Only those who have truly found their identity in God can resist the violent tugs and pulls of the false values offered by the world. By re-establishing our security in God, prayer becomes an effective weapon in resisting the world’s false securities........."

http://www.beliefnet.com/blogs/godspolitics/2007/02/jim-wallis-revolutionary-prayer.html

3 comments:

Jennifer said...

Only those who have truly found their identity in God can resist the violent tugs and pulls of the false values offered by the world.

FALSE.

I wish Christianity would stop proselytizing this kind of bunk. As someone who spent my entire 34 years in the Christian fish bowl, and now finally settling into a circle of friends who are at various levels atheist, agnostic, and seekers, I can say unequivocally that it is the Christians who are far more enslaved by the “falseness” of this world. These types of statements anger me.

Jennifer said...

And, in fact, angered me when I was a Christian.

Impossibleape said...

I believe Jim's intended audience for this piece is for fellow christians and the warning against falling into false values is for believers not to forget Jesus' life and teaching and not to be seduced by worldly power and prestige. That is the besetting sin of many conseravtive evangelical Christians, as you well know.
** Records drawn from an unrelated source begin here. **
PR #1622, opened 2019-11-15
Refresh from upstream gtk theme + green darkening

Feichtmeier:
- new check radio styling

image

image

- improved emoji picker
image

- a fix for not-CSD menus

--> additionally we needed to darken the green like we did with the orange and the blue to make the press effect of the checked checks less hard and also to adapt it to the other colors, which we didnt until now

I don't think Jim was being condescending or judgemental towards those who don't profess being followers of Christ.


I would be very happy if you could feel able to claim a faith in Christ, but I respect your decision to step away from the distortions of the faith you were raised in.
I still hope you will find your way into the fold, not so much for your benefit but for ours. You have a fire of prophetic indignation that could burn down acres of hypocrsy. Lord knows we need some of that fire.